Primary care and governance in clinical care were raised. That is an important point. One of the questions that I asked some time ago was how we know that the DMS provision of medical services is at the level that we expect. We believe that we know it is, and clearly we are seeing the results in trauma care, but we also have to consider services elsewhere, such as in primary care and so on. That is why I asked the Surgeon General to examine the issue and why he has agreed, along with the Healthcare Commission, to do an inspection. The Commission for Healthcare Audit and Inspection (Defence Medical Services) Regulations 2008 were laid before Parliament.
I think that we are of the same mind on the issue. We need to keep a constant watch to ensure that we continue to make improvements. Of course, that does not take away from the amazing care that our service personnel receive. Some of the negative points from the armed forces continuous attitude survey were mentioned in the press last week, but one of the positives was the way in which our service personnel welcomed the medical care that they receive.

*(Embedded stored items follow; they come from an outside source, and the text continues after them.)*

Issue #4248, opened 2024-02-12
Agent/beats grpc comms over domain socket/named pipe


aleksmaus:
**Describe the enhancement:**

Elastic Agent uses localhost port for GRPC comms with beats.
Make it possible to configure the Agent to use domain socket/named pipe for GRPC with beats.

A core of work is already in done in the agent client lib https://github.com/elastic/elastic-agent-client/pull/91 and is tagged as v7.8.0.

Need to adjust the Agent to:
1. Make this configurable
2. Instantiate Agent GRPC server side over domain socket/named pipe
3. Propagate the server domain socket/named pipe address to the beats.

**Describe a specific use case for the enhancement or feature:**

There were few SDH related to the fact that the current GRPC comms are over IP socket and ask for ability to use domain socket/named pipe instead.

**What is the definition of done?**

Agent can communicate with beats over domain socket/named pipe.

Issue #3998, opened 2024-01-03
All communication with components should occur using unix sockets / named pipes


cmacknz:
Today the control protocol uses local TCP on port 6789 to communicate with components.

https://github.com/elastic/elastic-agent/blob/3a3d31c1b3e3af253bd37af4beb3dd979f3020cf/elastic-agent.yml#L165-L169

We regularly see issues where a firewall or iptables rules are configured to drop all traffic except for ports that have explicitly been whitelisted. The symptoms of this problem are not obvious in the agent logs and require uses to take extra steps to have Elastic Agent run at all.

We can solve this problem and a few others by moving away from local TCP to using Unix sockets or Windows named pipes to communicate with subprocesses.

This change should be made for:
1. The control protocol connection to supervised components. This change should be transparent to components as they can simply be passed the new address in the connection information message used to bootstrap communication with agent. The file ownership of the sockets must be set to match the privilege level of the agent.

https://github.com/elastic/elastic-agent-client/blob/f57f63489dbbce98522c174dae00158f895ddc84/elastic-agent-client.proto#L458-L463

2. The connection info server used to bootstrap endpoint security. In this case the connection info socket must be owed by root. This change must be coordinated with the endpoint security team.

https://github.com/elastic/elastic-agent/blob/3a3d31c1b3e3af253bd37af4beb3dd979f3020cf/pkg/component/runtime/conn_info_server.go#L31-L43

lucabelluccini:
This would be useful for users on Openshift who have [Red Hat OpenShift Data Foundation Managed Service](https://access.redhat.com/documentation/en-us/red_hat_openshift_data_foundation_managed_service/2022-q2/html/getting_started_with_red_hat_openshift_data_foundation_managed_service/con_ports-required-for-redhat-openshift-data-foundation-managed-service_deploy-models), as it uses the port 6789 for Ceph Monitor

cmacknz:
In progress in https://github.com/elastic/elastic-agent/pull/4249

rgarcia89:
I would love to see this being configurable as well.

rgarcia89:
@aleksmaus in which version will this be included?

cmacknz:
There is follow up work to do before we can enable this by default and recommend it to users: https://github.com/elastic/elastic-agent/issues/4899

It isn't enabled by default yet, Defend doesn't support it properly, and we haven't turned it on in our testing framework. All the plumbing through agent to enable it is done though. 

[...]

PR #4249, opened 2024-02-12
Agent/beats grpc comms over domain socket/named pipe

aleksmaus:
## What does this PR do?

Implements configurable GRPC allowing the agent to use domain socket/named pipe for comms with beats.

The core of the support for this is already merged in the agent client lib https://github.com/elastic/elastic-agent-client/pull/91 and is tagged as v7.8.0. Beats just work automagically since they already picked up this tag
https://github.com/elastic/beats/blob/main/go.mod#L72

Changes:
* Made the option configurable with the new```Local``` GRPC bool flag. Agent still uses IP socket by default
* Refactored the code that created the domain socket/named pipe socket, so it could be shared for GRPC comms
* Propagate the server domain socket/named pipe address to the beats.

I tested on all 3 platforms: darwin, linux and winderz. 
Will reach out to Endpoint team, since they likely would need to adjust comms on Endpoint side.

This is the first cut, can change based on the feedback.

Open for feedback/opinions on:
1. Agent on the new GRPC configuration option, currently it's a boolean flag.
2. The comms socket is derived from the control domain socket/named pipe path if GRPC is set to Local. Wanted to have it consistent in the same location as control domain socket path, with the same length limits fallback.

## Why is it important?

Addresses https://github.com/elastic/elastic-agent/issues/4248

## Checklist

## Related issues

- Closes https://github.com/elastic/elastic-agent/issues/4248
- Closes https://github.com/elastic/elastic-agent/issues/3998


internal/pkg/agent/application/application.go
```diff
@@ -111,10 +116,18 @@ func New(
 	}
 	monitor := monitoring.New(isMonitoringSupported, cfg.Settings.DownloadConfig.OS(), cfg.Settings.MonitoringConfig, agentInfo)
 
+	controlAddress := control.Address()
+	log.Debugf("Control address: %s", controlAddress)
+	address, err := deriveCommsAddress(controlAddress, cfg.Settings.GRPC)
+	if err != nil {
+		return nil, nil, nil, fmt.Errorf("failed to dervice comms GRPC: %w", err)
```
intxgo, line 123:
```suggestion
		return nil, nil, nil, fmt.Errorf("failed to derive comms GRPC: %w", err)
```

aleksmaus:
Talked to @jrmolin, one issue left is the connection info discovery is still as defined in the endpoint config an IP port
https://github.com/elastic/elastic-agent/blob/main/specs/endpoint-security.spec.yml#L24

We could potentially allow some base path in the endpoint spect for domain socket/named pipe for connection info API.

Thoughts?

cmacknz:
> The question now, that the endpoint doesn’t know what mode the agent is started in, so it would have to check both IP and domain socket/pipe for the connection info server.

It seems simpler to just align this change in both endpoint and agent rather than introduce complexity to deal with this that we would remove as soon as endpoint supports domain sockets. The endpoint version is always aligned with the agent version so we ideally wouldn't have to release a version where endpoint doesn't know what to expect.

> Talked to @jrmolin, one issue left is the connection info discovery is still as defined in the endpoint config an IP port
https://github.com/elastic/elastic-agent/blob/main/specs/endpoint-security.spec.yml#L24

> We could potentially allow some base path in the endpoint spect for domain socket/named pipe for connection info API.

We could use a fixed base path for the unix socket connection instead of the a fixed port. The socket/pipe would be owned by root/admin so it is already more secure than an arbitrary port.

aleksmaus:
> It seems simpler to just align this change in both endpoint and agent rather than introduce complexity to deal with this that we would remove as soon as endpoint supports domain sockets. The endpoint version is always aligned with the agent version so we ideally wouldn't have to release a version where endpoint doesn't know what to expect.

I made this mode configurable, there might be the cases where you might want to use IP socket, I suspect, like possibly running agent and beats in the separate pods. So the Endpoint would know in advance if IP or domain socket is used for RPC.

cmacknz:
Looking at the code we can use the `agent.grpc.local` as a feature flag initially that defaults to false and is only flipped to true once all of the inputs are confirmed to work with unix sockets/named pipes. 

The Go based inputs all need to be updated to https://github.com/elastic/elastic-agent-client/releases/tag/v7.8.0 first which shouldn't be that hard to coordinate, endpoint is slightly more complicated.

Thinking more about this it would actually be best if endpoint could handle either a TCP port or a domain socket/pipe. This way we can keep the configuration and if we hit an unexpected problem we have the ability to easily go back.

So I'd say the path forward is:
1. We define how we are going to specify the domain socket location for endpoint to connect to.
2. Endpoint looks for this location, and if it doesn't exist it falls back to checking the TCP port. Maybe it just looks for both at the same time knowing agent will only support one of them.
3. We confirm all inputs are updated to at least https://github.com/elastic/elastic-agent-client/releases/tag/v7.8.0 and support domain sockets/pipes.
4. We can flip the agent.grpc.local flag to true by default.

cmacknz:
> I made this mode configurable, there might be the cases where you might want to use IP socket, I suspect, like possibly running agent and beats in the separate pods. So the Endpoint would know in advance if IP or domain socket is used for RPC.

Yes it is also a way to run the agent twice on the same machine since you can more easily change the port than the unix socket location.

blakerouse:
@aleksmaus @cmacknz 

Endpoint will not install when the Elastic Agent is not installed in the default location: https://github.com/elastic/elastic-agent/blob/main/specs/endpoint-security.spec.yml#L21 This is because Endpoint protects the Elastic Agent directory and its hard coded to that directory.

In that case the Elastic Agent should just create a domain unix socket inside of its default installation directory for Endpoint to connect to and get the connection information. Windows is even easier it should just use a defined npipe.

I also agree that Endpoint should check the unix socket/npipe first and then fallback checking for the network port for the information.

I also prefer that this just become the default.

intxgo:
Taking into account all the basic hardening we've added to Endpoint recently (policy signing, Tamper Protection), we ended with a flow:
1. there's a clean machine
2. user install Agent
3. Agent installs Endpoint (with no config)
4. Endpoint tries to get it's first config from Agent
5. Endpoint is "hardened" and from that point it's hard to mock with it...

so for this question "how to tell Endpoint how it should talk to Agent" it's a matter of the bootstrap phase 1-4. Maybe the npipe/socket should be a plain install parameter? I assume once Endpoint is configured with a given comms method it won't change.

aleksmaus:
> I assume once Endpoint is configured with a given comms method it won't change.

This is configurable, so it's possible to change, don't know why would anybody do that, but possible.

intxgo:
> This is configurable, so it's possible to change, don't know why would anybody do that, but possible.

ok. Then it's not so straightforward. Maybe we could define more constrains, like it's possible to change the comms method but it will require Endpoint re-install? The latter would ensure that sufficient prerequisites are met to actually be able to uninstall Endpoint.

cmacknz:
> ok. Then it's not so straightforward. Maybe we could define more constrains, like it's possible to change the comms method but it will require Endpoint re-install? 

Changing the comms method will require every component to restart at minimum I think. I don't love the complexity this brings however I also don't like the idea of changing this without giving users who experience unexpected problems with it an escape hatch. We could require an agent restart but there's no way to initiate this from Fleet right now. Perhaps the agent automatically re-execs itself whenever this changes in the configuration.

One thing that isn't touched in the PR yet is that the bootstrap process for endpoint today also involves local TCP. We should change this to also use a unix/named pipe at a fixed location instead of a fixed TCP port so that you have to be root to connect to it.

https://github.com/elastic/elastic-agent/blob/d075097c676355752c8df5ee06a0c4fa79280369/pkg/component/runtime/conn_info_server.go#L43-L49

The process today is:
1. Endpoint connects to this connection information server. Agent responds with the gRPC address and the TLS certificates for it.
2. Endpoint then connects to the gRPC server and is given its initial configuration.

We want both the bootstrapping and the control protocol gRPC address to be unix/named pipes.

As Blake suggests for the bootstrapping we can just used a fixed location for the bootstrapping pipe. That can then communicate the address of the gRPC pipe.

We could also try to eliminate the need to bootstrap endpoint entirely since we can use a fixed pipe address for gRPC, but we'd still need a way to give endpoint the certs for mTLS.

aleksmaus:
> We want both the bootstrapping and the control protocol gRPC address to be unix/named pipes.

Yes, that's one on the remaining things for this feauture to complete and is on my TODO list.

aleksmaus:
Implemented domain socket/named pipe support for connection info endpoint.
The domain socket path is in the Agent install directory, per @blakerouse.
Please review and let me know if there are any cases I didn't cover or this approach might not work.

The socket path with my tests on linux is ```/opt/Elastic/Agent/.eaci.sock```. Let me know if you prefer a different name/path. Tried to come up with something short and something that is less likely to collide with any file in the agent install dir.
Screenshot 2024-03-10 at 8 00 14 PM


Will test more tomorrow (specifically on Windows) and reach out to Endpoint team for integration tests.

internal/pkg/agent/application/application.go
```diff
@@ -111,10 +116,18 @@ func New(
...
+	if err != nil {
+		return nil, nil, nil, fmt.Errorf("failed to derive comms GRPC: %w", err)
+	}
+	log.Debugf("Comms GRPS address: %s", address)
+
 	runtime, err := runtime.NewManager(
 		log,
 		baseLogger,
-		cfg.Settings.GRPC.String(),
+		address,
```
blakerouse, line 130: I think it would be better to just pass the whole `cfg.Settings.GRPC` into the `runtime.NewManager` and allow the manager to create the correct address to communicate. Don't like it outside of the manager, because then different callers could come to different conclusions.

internal/pkg/agent/application/application.go
```diff
@@ -111,10 +116,18 @@ func New(
 	}
 	monitor := monitoring.New(isMonitoringSupported, cfg.Settings.DownloadConfig.OS(), cfg.Settings.MonitoringConfig, agentInfo)
 
+	controlAddress := control.Address()
+	log.Debugf("Control address: %s", controlAddress)
```
blakerouse, line 120: We already have a info level message that logs the control address.

https://github.com/elastic/elastic-agent/blob/main/pkg/control/v2/server/server.go#L88

internal/pkg/agent/application/application.go
```diff
@@ -111,10 +116,18 @@ func New(
...
+	address, err := deriveCommsAddress(controlAddress, cfg.Settings.GRPC)
+	if err != nil {
+		return nil, nil, nil, fmt.Errorf("failed to derive comms GRPC: %w", err)
+	}
+	log.Debugf("Comms GRPS address: %s", address)
```
blakerouse, line 125: I would prefer this to be a nice looking message that is at the info level. 

https://github.com/elastic/elastic-agent/blob/main/pkg/control/v2/server/server.go#L88

internal/pkg/agent/configuration/grpc.go
```diff
@@ -4,14 +4,17 @@
...
+	"fmt"
+)
 
 // GRPCConfig is a configuration of GRPC server.
 type GRPCConfig struct {
 	Address                 string `config:"address"`
 	Port                    uint16 `config:"port"`
 	MaxMsgSize              int    `config:"max_message_size"`
 	CheckinChunkingDisabled bool   `config:"checkin_chunking_disabled"`
+	Local                   bool   `config:"local"` // Enables RPC via domain socker/named pipe
```
blakerouse, line 17: This really is an internal functionality and I would prefer to see it enabled by default. Would it be possible to just change the port default to a `int32` with `-1` as the default. That would allow anyone that has configured a different port to be used how it works today, and if its `-1`. Possibly the same with the address field. If its empty and its -1 for the port, it used the unix/npipe otherwise it fallsback to how it was configured.

If we hit an issue the solution is to set the `address` to `localhost` and `port` to `6789`.

pkg/component/runtime/conn_info_server_nonwin_test.go
```diff
@@ -0,0 +1,21 @@
+// Copyright Elasticsearch B.V. and/or licensed to Elasticsearch B.V. under one
```
blakerouse, line 1: Can you name this file `conn_info_server_unix_test.go`? We normally use `unix` in the filename when its for non-Windows, and being that this specifically use `net.Dial("unix", ...)` its more correct.

pkg/component/runtime/conn_info_server_win_test.go
```diff
@@ -0,0 +1,19 @@
+// Copyright Elasticsearch B.V. and/or licensed to Elasticsearch B.V. under one
```
blakerouse, line 1: Please rename to `conn_info_server_windows_test.go`.

blakerouse (changes requested):

internal/pkg/agent/configuration/grpc.go
aleksmaus: Are we absolutely positive that we want to break the default behavior?

I thought that it would be safer to keep default as IP socket: ```address``` to ```localhost``` and ```port``` to ```6789```
and the let the user to switch to domain socket/named pipe.

Changing ```Port``` to ```int16``` will limit the port number that users can use. Could potentially change it to ```int32```.

Introducing the separate/additional attribute seemed cleaner. 

Let me know if you still want to have -1 ```Port``` as default and remove ```Local``` attribute.

aleksmaus:
Addressed code review comments from @blakerouse. Left one reply, in order to confirm the change request regarding default configuration, see above.

internal/pkg/agent/configuration/grpc.go
blakerouse: I would prefer to see this change and become the default due to the SDH we get with using network based communication. I think being that this communication is internal its not a breaking change.

@cmacknz What do you think?

cmacknz: Agree, we need to stop using localhost by default. The communication method is internal to the agent so I do not consider it a breaking change.

I do think it is important that we be able to switch from unix sockets/pipes back to localhost via configuration. This is how we can make the change safely and protect ourselves from unknown unknowns.

aleksmaus: Sounds good. Thanks for confirmation, will update PR then to use -1 for the port default (pipes rpc)  as suggested.

aleksmaus: Addressed this requirement now.

pkg/component/runtime/service.go
```diff
@@ -275,6 +281,26 @@ func (s *serviceRuntime) Run(ctx context.Context, comm Communicator) (err error)
...
+		u := url.URL{}
+		u.Path = "/"
+
+		if os == "windows" {
+			u.Scheme = "npipe"
+			return u.JoinPath("/", elasticAgentConnInfoSocket).String()
+		}
+
+		u.Scheme = "unix"
+		return u.JoinPath(paths.InstallPath(paths.DefaultBasePath), elasticAgentConnInfoSocket).String()
```
blakerouse, line 298: This is not unique from a standpoint of the Elastic Agent in the future supporting another service type. The `.eaci.sock` should be set in the component specification, not something that should be hard-coded into the Elastic Agent.

blakerouse (changes requested):
This looks really close. Only issue is the hard coding of the socket name for service runtimes. That should come from the component specification.

Obviously this cannot land until Endpoint is working as well with sockets.

pkg/component/runtime/service.go
aleksmaus: Makes sense, will update

aleksmaus:
Addressed code review blocker, made the connection info socket name configurable through the service spec, consistent with connection info port ```"cport"```.

pkg/component/runtime/service.go
```diff
@@ -284,18 +284,22 @@ func (s *serviceRuntime) Run(ctx context.Context, comm Communicator) (err error)
 // .eaci.sock == Elastic Agent Connection Info socket
 const elasticAgentConnInfoSocket = ".eaci.sock"
 
-func getConnInfoServerAddress(os string, isLocal bool, port int) string {
+func getConnInfoServerAddress(os string, isLocal bool, port int, socket string) string {
 	if isLocal {
+		if socket == "" {
```
blakerouse, line 289: This should error, and not start. The field should be required for a service. We don't have a default when `CPort` is missing.

aleksmaus: Updated

gabriellandau:
The C++ grpc library that Endpoint uses doesn't support domain sockets or named pipes.  There's a [longstanding FR](https://github.com/grpc/grpc/issues/13447), but it's not implemented.  We don't think we can land full gRPC-over-docket/npipe in 8.14, but we do think we think we can land the updated bootstrap.

Would it be possible for Agent to support the new comms for bootstrap, while maintaining localhost gRPC TCP for Endpoint in 8.14?

aleksmaus:
> Would it be possible for Agent to support the new comms for bootstrap, while maintaining localhost gRPC TCP for Endpoint in 8.14?

This would require some agent code rework, don't know the scope of changes yet, need to dig more. 
I assume it could be possible to have two "GRPC servers" in 8.14: TCP one for Endpoint only, and the local domain sockets/names pipes for the rest of the agent/beats comms and "connection info" endpoint. 
Kind of odd but that's one way to work around the current limitation on Endpoint side.
Thoughts? @blakerouse @cmacknz

aleksmaus:
Added the commit that uses TCP gRPC for comms and forces domain socket/named pipe for connection info server.

@blakerouse I could not rely on the gRPC Port config (-1) in this case, since we were asked to keep gRPC on TCP socket. And only use domain socket for connection info server. With this change the connection info server is always forced to use domain socket. 
In order to make it configurable I would have to introduce a new configuration option for connection info server only. And then it could become confusing when we just start using Port -1 for setting everything to use domain sockets.
@blakerouse @cmacknz 
Let me know if you still need to make connection info server configurable (able to switch between domain socket and TCP socket) for 8.14.

gabriellandau:
> I also think the security benefits of this change are not as strong if we add a configuration flag to undo it. So for now I'd say we don't need a configuration flag for this as long as we can align it with endpoint merging the change at the same time.

I agree.

ycombinator:
👋 @aleksmaus, just wondering what your plans are for this PR, given the last activity on it was just over a month ago?  Do you want to keep iterating on it or should we close it out?

aleksmaus:
This PR is done and was waiting on Endpoint PR merge in order pass the integration tests. The Endpoint was merged today
https://github.com/elastic/endpoint-dev/pull/14386#event-13077664540
but missed the build window. So I think it should be available by next week in theory, then we can kick off the integration tests again, pass the CI validation and merge.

With regard to the German issue that the hon. Member for Dunfermline and West Fife (Willie Rennie) mentioned, I am not aware of any particular problem being caused at the moment. However, I will be happy to write to him once I have examined the issue and I will do that as soon as possible.
With the leave of the House, I shall end the debate with a few short remarks. I thank very much those hon. Members who have played such a valuable role in both the inquiry and this debate. I shall wind up the debate with only three points. The first relates to the charities that have received such honourable mention today, such as Combat Stress, Help for Heroes, SSAFA—there are many others. One view that the Committee strongly holds, perhaps in contrast with some members of the public, is that there is nothing intrinsically wrong with medical help for our men and women in the armed forces being provided by charities. There is something very valuable about members of the public being able to express in a tangible way their support for the work that our armed forces do in such dangerous and demanding circumstances, so I pay tribute to the charities that achieve that.
I am pleased to say that my second point has been made already by the Minister. He said in relation to mental health that there is an issue of stigma that we have to overcome. We need to get past that. We need to move on, beyond the stigma attached to mental health, and I am pleased to say that that is gradually beginning to happen in this country. When people go out and do such incredibly dangerous things on our behalf, there is no reason to suppose that they are physically invulnerable, so there is equally no reason to suppose that they should be psychologically invulnerable. In either case, they need the best possible care.
Finally, this debate and our inquiry have shown that often it is the members of the armed forces themselves who are concerned about the medical care that they may receive. When we went to Camp Bastion’s hospital last week, we found that the armed forces were taken round and shown that hospital, which made them realise that it was a proper hospital in the most extraordinary conditions in the desert. As a result, they felt that they would be well looked after if they were wounded, whether seriously or less seriously. They felt that they would receive proper care, so to those members of the armed forces who are listening to this debate—I hope that that is every single one of them, except for those very actively engaged—we can say that they should be reassured and their families left behind at home can also be reassured that their loved ones are in the best possible hands with the Defence Medical Services, to which we all pay tribute.
Question put and agreed to.
Adjourned accordingly at fifteen minutes past Five o’clock.